In honor of Father’s Day yesterday, let’s discuss the topic of fathers in fiction. In order to portray them correctly in our writing worlds, we need to first understand their influence in the real one.
I know this can be a touchy subject when fathers aren’t always the greatest. While I love and respect mine very much, there are too many people who did not receive that blessing growing up. And I’ve seen the effects that has on them.
It can be downright heartbreaking considering how fathers have such an enormous impact on our lives. When someone has a good father, it immensely effects their self-esteem for the better…
And when someone has a bad father, it immensely effects their self-esteem for the worse. As such, they’re more prone to:
Allow negative psychological and philosophical influences into their lives (i.e., people who will push them toward unhealthy mindsets)
Take unhealthy physical risks just to gain someone else’s approval, even if it’s flat-out illegal
Rely on long-term and financially costly trips to psychologists, psychiatrists and counselors due to depression.
Don’t just take my word for it though. After all, I’m just a writer, not a psychologist, psychiatrist or counselor myself. So here’s what the experts have to say on the matter, starting with Stephen F. Duncan, Ph.D., a Michigan State University professor, and family and human development specialist.
In his employer’s Montguide publication, he wrote how:
Father involvement makes a real difference.

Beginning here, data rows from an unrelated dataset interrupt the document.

PR #636, opened 2021-10-01
Android/iOS build, Scons boilerplate for building projects.

Faless:
In this PR:

- Add SCons support for building library on Android/iOS.
- Projects can now be built by including the library and using its env so you don't have to worry about platform and toolchain setup.

Convert the project test file to work use the env from the libary.

Build the test with:

```bash
scons
```

Or, if you prefer building the library separately:

```
scons build_library=no
```

Follow up on what I proposed in #635

### DIFF
--- a/.github/workflows/ci.yml
+++ b/.github/workflows/ci.yml
@@ -152,6 +152,10 @@ jobs:
       #    cd test
       #    scons target=release use_mingw=yes -j $env:NUMBER_OF_PROCESSORS
 
+      - name: Build test
+        run: |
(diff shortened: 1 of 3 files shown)


Faless:
Updated based on feedback so projects now can include the library `SConstruct` (e.g. when it's a submodule) and use the produced env to build sources without having to worry too much about toolchain configuration.

BastiaanOlij (approved):
While I'm not 100% sure if the way the compilation of the test project works is the way around I would like I don't think that issue is important enough or will get in the way of people using the library the way they are now. Being able to compile all platforms and having this code cleaned up far outweighs that concern and we can always improve on it.

So I'm very happy to see these changes finally merged.

PR #637, opened 2021-10-01
[3.x] [OSX] Add universal build support.

Faless:
`3.x` port of #634 .

Small differences:
- Default arch is still `x86_64`, binary suffix is kept as `.64`  for compatibility(?).
- The `x86_64` build is kept in CI (as it works with the `test`, and I'm not sure it's safe to update the `gdnlib` in this branch).

### DIFF
--- a/.github/workflows/ci.yml
+++ b/.github/workflows/ci.yml
@@ -108,7 +108,7 @@ jobs:
 
   macos:
     name: Build (macOS, Clang)
-    runs-on: macos-10.15
+    runs-on: macos-11
     steps:
       - name: Checkout
         uses: actions/checkout@v2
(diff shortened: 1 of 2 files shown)


akien-mga:
> Default arch is still `x86_64`, binary suffix is kept as `.64` for compatibility(?).

Since this is for 3.4, maybe we can break compatibility here and default to `universal`? We build universal binaries since Godot 3.3 already, so defaulting to `x86_64` doesn't match official Godot binaries.

> The x86_64 build is kept in CI (as it works with the test, and I'm not sure it's safe to update the gdnlib in this branch).

I don't think we need to worry about compatibility for the `test` itself, so it might be fine to port to default to `universal` too.

bruvzg:
We can default to `universal` and use `.64` suffix for it, this should work with all existing projects as is.

BastiaanOlij:
Sounds good to me, I'm even wondering if it should be the only option as there isn't much point of releasing something without support for both.

akien-mga:
> Sounds good to me, I'm even wondering if it should be the only option as there isn't much point of releasing something without support for both.

I think the option is fine, universal builds take twice the time to build so you might want to build only for your arch during development. Or you might want to provide separate downloads to save on bandwidth/disk size if you have huge binaries.

akien-mga:
Thanks!

PR #639, opened 2021-10-03
Rework debug flags for CMake

Shatur:
* Attach debug flags to the target and mark as `PUBLIC`. This will allow all
  projects that use bindings not to add the same defines manually.
* Use generator-expressions to support multiconfig generators (such as
  MSVC).
* Remove explicit `NDEBUG` and `_DEBUG` flags, CMake handles it
  automatically.

### DIFF
--- a/CMakeLists.txt
+++ b/CMakeLists.txt
@@ -44,14 +44,6 @@ if(CMAKE_BUILD_TYPE STREQUAL "")
 	set(CMAKE_BUILD_TYPE Debug)
 endif()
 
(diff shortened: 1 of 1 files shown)


BastiaanOlij (approved):
Looks good to me

akien-mga:
Thanks!

Note that this is conflating debug (developers) with debug (tools), which is even worse when reusing the `CMAKE_BUILD_TYPE` for that. See https://github.com/godotengine/godot-proposals/issues/3371
But this PR doesn't make it worse so it's fine ;)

Whether the outcome is intellectual development, sex-role development, or psychological development, most kids do better when their relationship with Dad is close and warm, whether Dad lives with them or not… During the first weeks in a baby’s life, when moms are usually at home, dads become the child’s “most significant other.” It is through the father that the baby first learns about comings and goings, transitions, separations and non-mother nurturing.
And let’s face it: having a truly loving and personally invested non-mothering influence in our lives is exceptionally important when the rest of the world isn’t going to mother us. So, essentially, a father enables us to best deal with the real world.

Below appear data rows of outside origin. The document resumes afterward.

PR #642, opened 2021-10-17
Added test case for returning doubles

BastiaanOlij:
Added a test case for an issue I'm looking into, just raising a draft PR to show the code, hopefully will change this into a fix once I know :)

The method I'm testing is really simple:
```
double Example::return_double(double p_a, double p_b) {
	return p_a + p_b;
}
```

Added two test cases:
```
prints("return 1 + 2 = ", $Example.return_double(1, 2))
prints("return 1.5 + 2.0 = ", $Example.return_double(1.5, 2.0))
```

The output currently is:
```
return 1 + 2 =  0
return 1.5 + 2.0 =  3.5
```

Originally I thought something was going wrong in returning the value as we were getting values in a and b but on close inspection those values are rubbish. The problem seems to be related to converting integer values to doubles..

### DIFF
--- a/test/demo/main.gd
+++ b/test/demo/main.gd
@@ -8,6 +8,8 @@ func _ready():
 	$Example.simple_func()
 	($Example as Example).simple_const_func() # Force use of ptrcall
 	prints("returned", $Example.return_something("some string"))
+	prints("return 1 + 2 = ", $Example.return_double(1, 2))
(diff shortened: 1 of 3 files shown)


dsnopek:
Superseded by https://github.com/godotengine/godot-cpp/pull/1209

As quoted in The Atlantic, Yale University’s Kyle Pruett agrees, saying that “fathers don’t mother.” That’s not to discount the importance of a loving mother, of course; it’s just to say that we need more than just mothering to become stable, happy and healthy adults.
In fact, The Atlantic discusses four different types of areas where fathers play significant and important roles in their children, including teaching them the power of play:
“In infants and toddlers, fathers' hallmark style of interaction is physical play that is characterized by arousal, excitement, and unpredictability,” writes psychologist Ross Parke, who has conducted dozens of studies on fatherhood, including a study of 390 families that asked mothers and fathers to describe in detail how they played with their children. By contrast, mothers are “more modulated and less arousing” in their approach to play.
From a Saturday morning spent roughhousing with a four-year-old son to a weekday afternoon spent coaching middle-school football, fathers typically spend more of their time engaged in vigorous play than do mothers, and play a uniquely physical role in teaching their sons and daughters how to handle their bodies and their emotions on and off the field. Psychologist John Snarey put it this way in his book, How Fathers Care for the Next Generation: "children who roughhouse with their fathers... quickly learn that biting, kicking, and other forms of physical violence are not acceptable."
All good things to learn, right?
There are also distinctive ways that fathers encourage healthy amounts of risk, offer a sense of physical security growing up and maintain healthy boundaries through appropriate levels of discipline.
So if you need to know how to write about fathers in a realistic fashion, make sure to take all of that into consideration while you do. And even though it’s no longer Father’s Day, if you had a good father, make sure to let him know how appreciated he is.